El fútbol es un elíxir fuerte que puede transportar a quienes lo toman a otra dimensión. Se ponen fuera de sí. Pues bien, minutos antes de las 15 del domingo pasado, la Argentina, económica y socialmente postrada, ingirió una dosis masiva de la poción y estalló de euforia. Por instinto, centenares de miles, acaso un millón -o dos- de personas peregrinaron hace el Obelisco, aquel tótem filoso que, como una estructura erigida por los devotos de un culto de origen misterioso, domina el centro de la Capital Federal, para rendir homenaje a la selección, al país y a sí mismos.

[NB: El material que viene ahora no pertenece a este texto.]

PR #247, opened 2024-12-04
Support for annotations

chengluyu:
I'm trying to support annotations. As we discussed, recursive pattern normalization/compilation should be an opt-in feature and can be enabled by an annotation. For example,

```
fun foo(xs) = if xs is
  @compile EmailList(values) then ...
  ...
```

I have only completed parsing as the first step. I am still not sure how it should be handled in the `Elaborator`, so I put this PR in draft status.


LPTK:
For reference, the PR where this was implemented in the previous version of the compiler by @CAG2Mark: https://github.com/hkust-taco/mlscript/pull/210

hkmc2/shared/src/main/scala/hkmc2/syntax/Parser.scala
```diff
@@ -256,14 +264,14 @@ abstract class Parser(
           yeetSpaces match
           case (tok @ BRACKETS(Indent | Curly, toks), loc) :: _ if subRule.blkAlt.isEmpty =>
             consume
-            val blk = rec(toks, S(tok.innerLoc), tok.describe).concludeWith(_.blockOf(subRule, allowNewlines)) // FIXME allowNewlines?
+            val blk = rec(toks, S(tok.innerLoc), tok.describe).concludeWith(_.blockOf(subRule, Nil, allowNewlines)) // FIXME allowNewlines?
             if blk.isEmpty then
               err((msg"Expected ${subRule.whatComesAfter} ${subRule.mkAfterStr}; found end of block instead" -> S(loc) :: Nil))
               errExpr
-            blk ::: blockContOf(rule)
+            blk ::: blockContOf(rule) // TODO: apply headAnnotations
```
LPTK: Not a fan of this. We're going to be silently dropping some information, which is always the worst to debug, if/when we eventually look into why this case is not working.

Do you have a test case that reproduces this path?

chengluyu:
### Summary

- Add case `Annotated(qualifier, target)` to both `Tree` and `Terms`.
- Only annotations for declarations are stored in a new field `annotations` added to `LetDecl`, `TermDefinition`, and `TypeLikeDef`. 
- Annotating expressions and missing annotation targets will raise a warning. In such cases, annotation qualifiers will be discarded and not elaborated.
- Annotation qualifiers must be a simple expression of selections or identifiers (or applications to them).

chengluyu:
Please squash and merge after review. Thanks.

hkmc2/shared/src/main/scala/hkmc2/syntax/Parser.scala
chengluyu: Thanks. This is fixed.

hkmc2/shared/src/main/scala/hkmc2/semantics/Elaborator.scala
```diff
@@ -467,16 +467,16 @@ extends Importer:
...
-        msg"The annotation is not used" -> prefix.toLoc ::
-        msg"Because annotations cannot be applied to ${receiver.describe}" -> receiver.toLoc :: Nil))
-      val ann = prefix match
-      case App(_: Ident | _: SynthSel | _: Sel, _) | _: Ident | _: SynthSel | _: Sel => term(prefix)
-      case _ =>
-        raise(ErrorReport(msg"Unsupported annotation expression." -> prefix.toLoc :: Nil))
-        Term.Error
-      Term.Annotated(ann, term(receiver))
+        msg"This annotation qualifier is not applied" -> lhs.toLoc ::
+        msg"Because annotations are not supported for ${rhs.describe}" -> rhs.toLoc :: Nil))
```
```suggestion
        msg"This annotation has no effect." -> lhs.toLoc ::
        msg"Annotations are not supported on ${rhs.describe} terms." -> rhs.toLoc :: Nil))
```

hkmc2/shared/src/main/scala/hkmc2/semantics/Elaborator.scala
```diff
@@ -532,25 +532,25 @@ extends Importer:
...
-          raise(WarningReport(
-            msg"The annotation is not used" -> (annotations.foldLeft[Opt[Loc]](N):
-              case (acc, ann) => acc match
-                case N => ann.toLoc
-                case S(loc) => S(loc ++ ann.toLoc)) ::
-            (sts.headOption match
-              case N => msg"Because nothing follows" -> blk.toLoc.map(_.right)
-              case S(head) => msg"Because annotations cannot be applied to ${head.describe}" -> head.toLoc
-            ) :: Nil))
+    def go(sts: Ls[Tree], qualifiers: Ls[Term], acc: Ls[Statement]): Ctxl[(Term.Blk, Ctx)] =
```
LPTK: Why rename to annotations to qualifiers? The former is much clearer and more specific.correct. There are many forms of qualifiers, but annotations are not usually understood as qualifiers.

hkmc2/shared/src/test/mlscript/syntax/annotations/Declarations.mls
```diff
@@ -33,13 +33,46 @@ module Foo with
...
+let
+  @inline success = 0
+  failure = 1
+//│ failure = 1
+//│ success = 0
+
+// Multiple annotations
+// ====================
+
+// :pt
```
LPTK: Remove the comments? (Below as well.)

hkmc2/shared/src/main/scala/hkmc2/codegen/Lowering.scala
```diff
@@ -309,7 +309,7 @@ class Lowering(using TL, Raise, Elaborator.State):
         term(finallyDo)(_ => End()),
         k(Value.Ref(l))
       )
-
+
```
LPTK: Weird spaces.

hkmc2/shared/src/main/scala/hkmc2/codegen/Lowering.scala
```diff
@@ -337,6 +337,10 @@ class Lowering(using TL, Raise, Elaborator.State):
         subTerm(rhs): value =>
           AssignField(ref, Tree.Ident("value"), value, k(value))(N)
 
+    case Annotated(prefix, receiver) => 
+      // TODO: handle annotations
```
LPTK: It seems that the warning about useless annotations should be reported here rather than in the elaborator.

hkmc2/shared/src/main/scala/hkmc2/syntax/Parser.scala
```diff
@@ -256,14 +264,14 @@ abstract class Parser(
           yeetSpaces match
           case (tok @ BRACKETS(Indent | Curly, toks), loc) :: _ if subRule.blkAlt.isEmpty =>
             consume
-            val blk = rec(toks, S(tok.innerLoc), tok.describe).concludeWith(_.blockOf(subRule, allowNewlines)) // FIXME allowNewlines?
+            val blk = rec(toks, S(tok.innerLoc), tok.describe).concludeWith(_.blockOf(subRule, Nil, allowNewlines)) // FIXME allowNewlines?
             if blk.isEmpty then
               err((msg"Expected ${subRule.whatComesAfter} ${subRule.mkAfterStr}; found end of block instead" -> S(loc) :: Nil))
               errExpr
-            blk ::: blockContOf(rule)
+            blk.map(qualifiers.annotate) ::: blockContOf(rule) // TODO: apply qualifiers
```
LPTK: What is the TODO for?

hkmc2/shared/src/main/scala/hkmc2/syntax/Parser.scala
```diff
@@ -273,26 +281,27 @@ abstract class Parser(
             yeetSpaces match
             case (tok @ BRACKETS(Indent | Curly, toks), loc) :: _ /* if subRule.blkAlt.isEmpty */ =>
               consume
+              if qualifiers.nonEmpty then
+                err((msg"Blocks cannot be annotated" -> S(loc) :: Nil))
```
LPTK: This error should be diff-tested.

LPTK (changes requested):
Thanks, it looks mostly good, but:
* You should probably warn about useless annotations in Lowering rather than Elaborator – indeed, the lowering will later make use of some annotations, like `@tailrec`.
* Similarly, in Lowering, you should warn against useless annotations even on definitions (like class and value definitions).

chengluyu:
It seems that there are still some warnings about unused annotations that need to be addressed in the elaborator, because by the time they reach the lowering phase, these trees are no longer present, such as `open`. Therefore, I kept the warnings in the elaborator when processing blocks.

hkmc2/shared/src/main/scala/hkmc2/semantics/Elaborator.scala
```diff
@@ -532,25 +529,25 @@ extends Importer:
...
-          msg"The annotation qualifier is not applied" -> (qualifiers.foldLeft[Opt[Loc]](N):
+          msg"This annotation has no effect" -> (annotations.foldLeft[Opt[Loc]](N):
             case (acc, ann) => acc match
               case N => ann.toLoc
               case S(loc) => S(loc ++ ann.toLoc)
           ) :: (sts.headOption match
-            case N => msg"Because the target term is missing" -> blk.toLoc.map(_.right)
-            case S(head) => msg"Because annotations are not supported for ${head.describe}" -> head.toLoc
+            case N => msg"A target term is expected at the end of block" -> blk.toLoc.map(_.right)
+            case S(head) => msg"Annotations are not supported on ${head.describe}" -> head.toLoc
```
```suggestion
            case S(head) => msg"Annotations are not supported on ${head.describe} terms." -> head.toLoc
```

hkmc2/shared/src/main/scala/hkmc2/codegen/Lowering.scala
```diff
@@ -378,6 +383,17 @@ class Lowering(using TL, Raise, Elaborator.State):
...
+  def reportAnnotations(target: Statement, annotations: Ls[Term]): Unit = if annotations.nonEmpty then
+    raise(WarningReport(
+      (msg"This annotation has no effect." -> annotations.foldLeft[Opt[Loc]](N):
+        case (acc, term) => acc match
+          case N => term.toLoc
+          case S(loc) => S(loc ++ term.toLoc)) ::
+      msg"Annotations are not supported on this ${target match
+            case _: LetDecl => "let declaration"
+            case td: TermDefinition => td.k.desc
+            case cls: ClassLikeDef => cls.kind.desc }." -> target.toLoc :: Nil))
```
```suggestion
      Nil))
```

hkmc2/shared/src/main/scala/hkmc2/syntax/Parser.scala
chengluyu: I added a test, but this case is tricky because the condition under which it appears is: the foremost token is an identifier; this identifier is also keyword; this keyword has a rule starting with it in the `prefixRules1, but there is no rule starting with this keyword in the current `rule`.

chengluyu: I tried adding `???` to understand where it's used by seeing where it crashes, but I found that all of these tests are marked as todo or fixme.

LPTK: Why are you not simply passing the annotations to the `p.blockOf` call below instead of `Nil`? The error as it is now makes little sense.

LPTK (approved):
LGTM, thanks.

I'll merge after you the last conversation is resolved.

hkmc2/shared/src/main/scala/hkmc2/syntax/Parser.scala
chengluyu: That's a great idea! I overlooked the fact that it called `blockOf`.

hkmc2/shared/src/test/mlscript/syntax/annotations/Unsupported.mls
```diff
@@ -90,13 +90,3 @@ id(@Log 5)
...
-
-:todo
-class Foo with
-  @debug
-  constructor
-    Bar(qax: Str)
-//│ ╔══[PARSE ERROR] Blocks cannot be annotated
-//│ ║  l.98: 	    Bar(qax: Str)
-//│ ╙──      	^^^^
-//│ /!!!\ Uncaught error: scala.NotImplementedError: List() (of class Nil$)
```
LPTK: Why remove the test case?

chengluyu: The code that produced the error "Blocks cannot be annotated" has been removed, and this code actually couldn't work; it was rewritten from a test block of `ADTs.mls`. It's no longer useful.

LPTK: Why couldn't this code work? The code looks fine to me.

Clearly, this code was triggering a path in the compiler that was previously untested. So it's important that we keep the test around! Why would you remove it and revert to having that path untested?

chengluyu: The code path is tested. There are around 11 test blocks which reveals this code path IIRC, for example, in `ADTs.mls`. Also, the `UnimplementedError` is not caused by any code introduced in this commit and can be found in all other test blocks revealing this code path.

chengluyu: Here is a test block that reveals the same code path: https://github.com/hkust-taco/mlscript/blob/e9e1354cd539ca8c0d40cdc201b18d6068444d95/hkmc2/shared/src/test/mlscript/basics/ADTs.mls#L14-L18

LPTK: I meant that there is no test that tries to annotate a split statement like this. In fact, the test I'd like to see is:
```fs
@debug
val
  x = 1
  y = 2
```

chengluyu: Do you mean a test like this: https://github.com/hkust-taco/mlscript/blob/e907ad68197d93d63b00bb53fadac7dbed0c0522/hkmc2/shared/src/test/mlscript/syntax/annotations/Declarations.mls#L117-L122

chengluyu: Or do you want me to specifically introduce a test for `val`?

LPTK: Ok that one seems to be enough 👍

PR #248, opened 2024-12-04
Return `null` by default and remove unnecessary `?? null`s

ychenfo:
Current changes made by this PR:
1. Functions that do not have a specific return value return `null` by default. This is done by flipping what `UnitLit(true)` and `UnitLit(false)` represent respectively (i.e. previously `UnitLit(true)` represents `undefined`, now it represents `null`). 
2. Detect if the function is a mls function conservatively in `Lowering.scala` by [using the symbol of term](https://github.com/CrescentonC/mlscript/blob/b9bb849addc1b9e3fa3ed9751b9222181df38d03/hkmc2/shared/src/main/scala/hkmc2/codegen/Lowering.scala#L71-L76) being called and the associated tree of that symbol. This information is stored [in a new field in `codegen.Call`](https://github.com/CrescentonC/mlscript/blob/b9bb849addc1b9e3fa3ed9751b9222181df38d03/hkmc2/shared/src/main/scala/hkmc2/codegen/Block.scala#L124). 
3. If `noSanityCheck` flag is unset, insert `?? null` to calls of unknown functions in `JSBuilder.scala`.

----

This PR is currently marked as a draft because of the following problem: when a function defined in a non-sanity-checked block or imported `mls` files is called, that function will be considered as a mls function so that no `?? null` will be inserted for calls to that function. However, an imported `mls` may not be compiled with `?? null` inserted, therefore the function being called may still return `undefined`, and this `undefined` value will leak into the current program which is not supposed to produce any `undefined` value under sanity check flag.

Maybe one way to address this is to make the following two things default behaviors, no matter whether the sanity check flag is set or not, but I so far am not sure whether there is a better design...
   - Mls functions always return `null` when there is no specific return value
   - Calls to unknown functions are always guarded by `?? null`, even in non-sanity-checked blocks or compiled files like `Predef.mls`


LPTK:
Thanks for the changes!

> Maybe one way to address this is to make the following two things default behaviors, no matter whether the sanity check flag is set or not, but I so far am not sure whether there is a better design...

Yes, that's absolutely the correct approach. I think you are confused because you think preventing `undefined` is a sanity-checking thing. It is not. It's part of the official semantics of MLscript, and it should _always_ be done. By contrast, all a sanity check can do is crash a program when some conditions are not meant – sanity checks are not supposed to change the semantics of programs that run successfully.

Now, the sanity check that this feature _enables_ (in a sound and parametric way) is the one that makes sure things like field selections never result in `undefined`.

ychenfo:
Thanks! I have pushed the commit to make `?? null` default behavior instead of being related to sanity check. 

Upon reviewing this PR, I found that although I think [my checks for mls functions](https://github.com/hkust-taco/mlscript/pull/248/files#diff-b8abb35f8c1d9f1708d239d7c71bdda2c4be29154d84ba6df912e6b5a26d387bR71-R75) are already conservative (only those lhs that are lambdas, or builtins, class constructors or functions are considered to be mls functions for sure), some program using mutations may still break:

```
:sjs
class A(x)
set A = console.log
A(2)
//│ JS:
//│ let selRes, tmp;
//│ this.A = function A(...args) { return new A.class(...args); };
//│ this.A.class = class A {
//│   constructor(x) {
//│     this.x = x;
//│     
//│   }
//│   toString() { return "A(" + this.x + ")"; }
//│ };
//│ selRes = this.console.log;
//│ if (selRes === undefined) {
//│   throw new this.Error("Access to required field 'log' yielded 'undefined'");
//│ } else {
//│   tmp = selRes;
//│ }
//│ this.A = tmp;
//│ this.A(2)
//│ > 2
```

In the above program, `A` is resigned to be `console.log` so `A(2)` still returns `undefined`. But I guess maybe this will not be considered as a valid mls program and therefore some sort of UB?

LPTK:
> In the above program, `A` is resigned to be `console.log` so `A(2)` still returns `undefined`. But I guess maybe this will not be considered as a valid mls program and therefore some sort of UB?

OMG I didn't know you could reassign classes in the current compiler 😄 

Yeah, it's not a valid program, and it would still not be even if it was using a `mut val`. That's because `console.log` is ill-formed – due to wacky JS semantics it fails to capture `this`. It should rather be `console.log(_)`, ie `arg => console.log(arg)`, which should never return `undefined`.

LPTK (approved):
LGTM

ychenfo:
> That's because `console.log` is ill-formed – due to wacky JS semantics it fails to capture `this`. It should rather be `console.log(_)`, ie `arg => console.log(arg)`, which should never return `undefined`.

Thanks for the explanation! Yeah when a lambda is created and `console.log` is explicitly called, `?? null` will be inserted to that call so that the lambda will never return `undefined`.

PR #249, opened 2024-12-11
Remove unnecessary Alloc type in BbML

NeilKleistGao:
Both the implementation and the paper no longer require this `Alloc` type.


LPTK (approved):
LGTM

Todos querían participar gritando “somos los campeones del mundo”, pasando por alto las penurias cotidianas y de los conflictos acrimoniosos, a un tiempo frívolos y profundos, que los habían mantenido divididos. Reinaba la felicidad, pero ya podían oírse las voces sibilinamente amonestadoras de quienes se preguntan: ¿cuánto durará? “Gloria eterna” titularía La Nación, un diario habitualmente sobrio; por un rato, los redactores olvidaron lo de “sic transit gloria mundi”, que en esta vida los momentos dorados suelen ser breves y verse seguidos por una sensación de anticlímax. También flotaba en el aire otra pregunta aún más insistente: ¿por qué? ¿Por qué puede triunfar el país en la competencia deportiva más popular, y por lo tanto una de las más exigentes, del planeta, pero fracasar de manera espectacular en casi todo lo demás.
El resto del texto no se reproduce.